In particular, the multi-beam planar array antenna of the present invention exhibits the advantages of downsizing and cost reduction when it is applied to an on-vehicle radar device for detecting an obstacle at a short distance.

[Brief description of drawings]

FIG. 1 is a plan view showing a configuration of a multi-beam planar array array according to an embodiment of the present invention.

FIG. 2 is a conceptual diagram showing an example of beam patterns B1 to B4 of radio waves radiated from each of the antenna parts A1 to A4 in the above embodiment.

3 is a block diagram showing an example of the configuration of an on-vehicle radar device including the multi-beam planar array antenna of the embodiment of FIG.

FIG. 4 is a conceptual diagram showing an example of an arrangement and beam patterns of four radar modules LM1 to LM4 included in the vehicle-mounted radar device of FIG.

FIG. 5 is a conceptual diagram for explaining the operation of the present invention.

[Explanation of symbols]

 DB Dielectric substrate P11 to P44 Patch A1 to A4 Antenna part P Feeding part S0 to S4 Feeding line D1 to D4 PIN diode V0 to V4 Bias voltage input terminal F0 to F4 Low pass filter

Claims (3)

[Claims] 1. A planar array antenna comprising a plurality of patches arranged on a dielectric substrate, a power feeding section, and a power feeding line connecting the power feeding section and each of the patches, wherein the plurality of patches are provided.

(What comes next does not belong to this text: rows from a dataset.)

PR #602, opened 2026-02-26
add wisp dev server

graphiteisaac:
Cheerio!

With the new watchexec package, running a wisp server and auto-rebuilding the site is a breeze, so I thought it was time to tap into the Gleam ecosystem for this, instead of using my currently very cursed local setup. Feels so nice to just run `gleam dev` and not think about it again.

I've gone to some level of thought (as far as my peanut brain can go, anyway) for static assets, so we don't have to rebuild the entire website every time a single line of CSS is changed, for example.


dev/website_dev.gleam
```diff
@@ -0,0 +1,136 @@
...
+}
+
+fn rebuild_full(_paths: List(String)) {
+  let _ = website.build_site()
+  wisp.log_info("Rebuilt full website")
+}
+
+fn rebuild_assets(changed_paths: List(String)) {
+  list.each(changed_paths, fn(path) {
+    let dest = string.replace(path, each: "/priv", with: "/dist")
```
lpil: This could do weird stuff if someone has a highler level `/priv*` directory. Can we strip the current working directory from the path instead? 🙏 

Something like this maybe

```gleam
fn rebuild_assets(cwd: String, changed_paths: List(String)) {
  list.each(changed_paths, fn(path) {
    let assert Ok(#("", shortened_path)) = string.split_once(path, cwd <> "/priv")
      as { path <> " not within priv dir" }
    // ...
```

lpil:
I merged this to main!

PR #630, opened 2026-04-10
Basic guides implementation

graphiteisaac:
Wahoo! It's time to get a better guides layout done. This uses the table-of-contents layout that was originally built for the guides page that was then bought ahead of schedule. 

This uses an inline SVG which I know Louis has not historically been keen on, but we're using it for a super cool reason, that being to have 3 colourations of the same icon without duplicating the actual SVG path markup.

I also added a read_directory function to the fs module to read guides from the respective directory, rather than hard-coding them in as we currently do. Feels appropriate to use djot (and frontmatter) for this system, to make it extra-approachable and easy to PR into.


src/website/guides.gleam
```diff
@@ -0,0 +1,163 @@
...
+
+pub fn target_string(target: Target) -> String {
+  case target {
+    Javascript -> "JavaScript"
+    Beam -> "BEAM"
+    Any -> "Any"
+  }
+}
+
+pub fn target_icon(target: Target, i: Int) {
```
lpil: The inline SVG swaps having 3 cacheable copies of it for having (0-2)*num_guides uncachable copies, that's much worse!

src/website/guides.gleam
```diff
@@ -0,0 +1,163 @@
...
+  )
+  use guide <- result.try(decode_frontmatter(path, parsed_frontmatter))
+  let content = jot.parse(content)
+  Ok(Guide(..guide, slug:, content:))
+}
+
+pub fn target_string(target: Target) -> String {
+  case target {
+    Javascript -> "JavaScript"
+    Beam -> "BEAM"
```
lpil: Lets call this Erlang, since the build tool and compiler do.

src/website/guides.gleam
```diff
@@ -0,0 +1,163 @@
...
+}
+
+fn toml_to_snag(result: Result(a, tom.GetError)) -> snag.Result(a) {
+  result.map_error(result, fn(e) { snag.new(string.inspect(e)) })
+}
+
+fn read(path: String) -> snag.Result(Guide) {
+  let slug = case string.ends_with(path, ".djot") {
+    // The length of ".djot", not my favourite way of doing this, but it works.
+    True -> string.drop_end(path, 5)
```
lpil: Can use this now: https://hexdocs.pm/gleam_stdlib/gleam/string.html#remove_suffix

✨

src/website/page.gleam
```diff
@@ -2697,6 +2751,34 @@ pub fn externals_guide(ctx: site.Context) -> snag.Result(fs.File) {
...
+
+  [
+    element.unsafe_raw_html(
+      "",
+      "article",
+      [class("prose")],
+      jot.document_to_html(guide.content),
+    ),
+  ]
+  |> table_of_contents_page_layout(table_of_contents, meta, ctx)
```
lpil: Most guides will be very short, just a paragraph or two, so the table of contents layout won't be a good fit.

Maybe we could set the layout with the frontmatter?

lpil (commented):
Amazing!!! I've left some tiny notes inline. 🙏

src/website/page.gleam
lpil: Oh wait maybe we should do it based upon whether there are headings! I can take this if you want.

lpil:
I'm confused, I pushed a commit but I can't see it here 🤔

lpil:
ah now it shows. GitHub bug I presume

lpil (approved):
Thanks Isaac!!!

PR #632, opened 2026-04-17
feat: change link to wall of sponsors on homepage

george-grec:
this should make it so people stay on the homepage and read a bit about the other core members they can support :)


lpil (approved):
Thank you!

PR #634, opened 2026-04-30
Document place for external tools' config in `gleam.toml`

ankddev:
* Closes #603.

I believe that explanation and example are good enough


giacomocavalieri (approved):

lpil (approved):
Thank you!!!

PR #45, opened 2016-11-05
[DNM] Use Bintray repos

dkoshkin:


alexbrand:
Should we squash down the commits to a more meaningful commit history?

alexbrand:
Should we close this?

dkoshkin:
Not switching at this point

Form a plurality of antenna portions that radiate beams with different tilt angles set based on the difference in the lengths of the feed lines with respect to each, and the feed line selectively feeds power to each of the plurality of antenna portions. A multi-beam planar array antenna, characterized in that it is provided with a power supply selecting means for starting and stopping. 2. The planar array antenna according to claim 1, wherein the feeding selection means is a diode or a transistor that is selectively made conductive. 3. The planar array according to claim 1, wherein the power feeding portion is formed so as to penetrate the dielectric substrate from a back surface to a front surface in a central portion of the dielectric substrate. antenna.